PR #4066, opened 2019-11-21
external/stdk: refine obtain time check condition

SRCN-LiQin:
1. remove unnecessary check condition to _obtain_time after set STA mode
   (some board may have future time as default system time)
2. refine the hard code of 2016-1900 year check condition

### DIFF
--- a/external/stdk/tizenrt-wrapper/bsp/iot_bsp_wifi_common.c
+++ b/external/stdk/tizenrt-wrapper/bsp/iot_bsp_wifi_common.c
@@ -19,7 +19,7 @@
 #include <tinyara/config.h>
 #include <stdlib.h>
 #include <string.h>
-#include <time.h>
+#include <tinyara/time.h>
 #include <wifi_manager/wifi_manager.h>
 #include "iot_debug.h"
 #include "iot_bsp_wifi.h"
@@ -108,8 +108,8 @@ static void _obtain_time(void)
 		return;
 	}
 
-	// wait for time to be set
-	while (timeinfo.tm_year < (2016 - 1900) && ++retry < retry_count) {
+	// wait for time to be set, system time initialized in _initialize_ntp
+	while (timeinfo.tm_year <= (EPOCH_YEAR - TM_YEAR_BASE) && ++retry < retry_count) {
 		IOT_INFO("Waiting for system time to be set... (%d/%d)", retry, retry_count);
 		IOT_DELAY(3000);
 		time(&now);
@@ -226,8 +226,6 @@ int _iot_bsp_sta_mode(void)
 iot_error_t iot_bsp_wifi_set_mode(iot_wifi_conf *conf)
 {
 	int str_len = 0;
-	time_t now;
-	struct tm timeinfo;
 	wifi_manager_result_e res;
 	wifi_manager_softap_config_s sap_config;
 	wifi_manager_ap_config_s apconfig;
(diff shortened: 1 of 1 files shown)


seinfra:
Target : [3ab746054017d8f9257594d453eb1ec33affec5e] - Code Rule Check OK.

seinfra:
Target : [3ab746054017d8f9257594d453eb1ec33affec5e] - Code Rule Check (C++) OK.

external/stdk/Kconfig
```diff
@@ -15,6 +15,12 @@ config STDK_IOT_CORE
 
 if STDK_IOT_CORE
 
+config STDK_CURRENT_TIME_YEAR
```
xixidodo: This works, but a bit confusing.
As discussed just now, please discuss with @SeonghoByeon on new solution.

external/stdk/tizenrt-wrapper/bsp/iot_bsp_wifi_common.c
```diff
@@ -109,7 +110,7 @@ static void _obtain_time(void)
 	}
 
 	// wait for time to be set
-	while (timeinfo.tm_year < (2016 - 1900) && ++retry < retry_count) {
+	while (timeinfo.tm_year < byear && ++retry < retry_count) {
```
zhouxinhe: The time has been reset to year 1970  when starting NTP (in function _initialize_ntp), so we can check condition `timeinfo.tm_year > TM_YEAR_BASE` to judge if the time is synchronized or not.

external/stdk/Kconfig
```diff
@@ -15,6 +15,12 @@ config STDK_IOT_CORE
...
+	int "Current year setting"
+	default 2019
+	---help---
+		Current year used to check if system time is updated by ntp client.
```
ChinaTizenRT: this patch just work for now or for future?

external/stdk/tizenrt-wrapper/bsp/iot_bsp_wifi_common.c
zhouxinhe: Maybe the time should be saved before reset, and restored in case of NTP syncing failed...
Please consider this.

external/stdk/Kconfig
SRCN-LiQin: yes, this Kconfig also seems weired, I will remove this and try to check the time with initialized value.

external/stdk/tizenrt-wrapper/bsp/iot_bsp_wifi_common.c
SRCN-LiQin: time is reset to 1970, and TM_BASE_YEAR is 1900, here let's check tm_year <= (EPOCH_YEAR - TM_YEAR_BASE) for invalid time and delay to wait for system time set

external/stdk/Kconfig
SRCN-LiQin: this value could work even for future, but as discussed above, this kconfig also seems weired, I will remove this , and apply different solution for time delay

seinfra:
Target : [5637643fa88d47e2b56bd2294b6d67436805be8d] - Code Rule Check (C++) OK.

seinfra:
Target : [5637643fa88d47e2b56bd2294b6d67436805be8d] - Code Rule Check OK.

= = =

When you reach the end of the listing, print it again in full, exactly as given.

PR #4066, opened 2019-11-21
external/stdk: refine obtain time check condition

SRCN-LiQin:
1. remove unnecessary check condition to _obtain_time after set STA mode
   (some board may have future time as default system time)
2. refine the hard code of 2016-1900 year check condition

### DIFF
--- a/external/stdk/tizenrt-wrapper/bsp/iot_bsp_wifi_common.c
+++ b/external/stdk/tizenrt-wrapper/bsp/iot_bsp_wifi_common.c
@@ -19,7 +19,7 @@
 #include <tinyara/config.h>
 #include <stdlib.h>
 #include <string.h>
-#include <time.h>
+#include <tinyara/time.h>
 #include <wifi_manager/wifi_manager.h>
 #include "iot_debug.h"
 #include "iot_bsp_wifi.h"
@@ -108,8 +108,8 @@ static void _obtain_time(void)
 		return;
 	}
 
-	// wait for time to be set
-	while (timeinfo.tm_year < (2016 - 1900) && ++retry < retry_count) {
+	// wait for time to be set, system time initialized in _initialize_ntp
+	while (timeinfo.tm_year <= (EPOCH_YEAR - TM_YEAR_BASE) && ++retry < retry_count) {
 		IOT_INFO("Waiting for system time to be set... (%d/%d)", retry, retry_count);
 		IOT_DELAY(3000);
 		time(&now);
@@ -226,8 +226,6 @@ int _iot_bsp_sta_mode(void)
 iot_error_t iot_bsp_wifi_set_mode(iot_wifi_conf *conf)
 {
 	int str_len = 0;
-	time_t now;
-	struct tm timeinfo;
 	wifi_manager_result_e res;
 	wifi_manager_softap_config_s sap_config;
 	wifi_manager_ap_config_s apconfig;
(diff shortened: 1 of 1 files shown)


seinfra:
Target : [3ab746054017d8f9257594d453eb1ec33affec5e] - Code Rule Check OK.

seinfra:
Target : [3ab746054017d8f9257594d453eb1ec33affec5e] - Code Rule Check (C++) OK.

external/stdk/Kconfig
```diff
@@ -15,6 +15,12 @@ config STDK_IOT_CORE
 
 if STDK_IOT_CORE
 
+config STDK_CURRENT_TIME_YEAR
```
xixidodo: This works, but a bit confusing.
As discussed just now, please discuss with @SeonghoByeon on new solution.

external/stdk/tizenrt-wrapper/bsp/iot_bsp_wifi_common.c
```diff
@@ -109,7 +110,7 @@ static void _obtain_time(void)
 	}
 
 	// wait for time to be set
-	while (timeinfo.tm_year < (2016 - 1900) && ++retry < retry_count) {
+	while (timeinfo.tm_year < byear && ++retry < retry_count) {
```
zhouxinhe: The time has been reset to year 1970  when starting NTP (in function _initialize_ntp), so we can check condition `timeinfo.tm_year > TM_YEAR_BASE` to judge if the time is synchronized or not.

external/stdk/Kconfig
```diff
@@ -15,6 +15,12 @@ config STDK_IOT_CORE
...
+	int "Current year setting"
+	default 2019
+	---help---
+		Current year used to check if system time is updated by ntp client.
```
ChinaTizenRT: this patch just work for now or for future?

external/stdk/tizenrt-wrapper/bsp/iot_bsp_wifi_common.c
zhouxinhe: Maybe the time should be saved before reset, and restored in case of NTP syncing failed...
Please consider this.

external/stdk/Kconfig
SRCN-LiQin: yes, this Kconfig also seems weired, I will remove this and try to check the time with initialized value.

external/stdk/tizenrt-wrapper/bsp/iot_bsp_wifi_common.c
SRCN-LiQin: time is reset to 1970, and TM_BASE_YEAR is 1900, here let's check tm_year <= (EPOCH_YEAR - TM_YEAR_BASE) for invalid time and delay to wait for system time set

external/stdk/Kconfig
SRCN-LiQin: this value could work even for future, but as discussed above, this kconfig also seems weired, I will remove this , and apply different solution for time delay

seinfra:
Target : [5637643fa88d47e2b56bd2294b6d67436805be8d] - Code Rule Check (C++) OK.

seinfra:
Target : [5637643fa88d47e2b56bd2294b6d67436805be8d] - Code Rule Check OK.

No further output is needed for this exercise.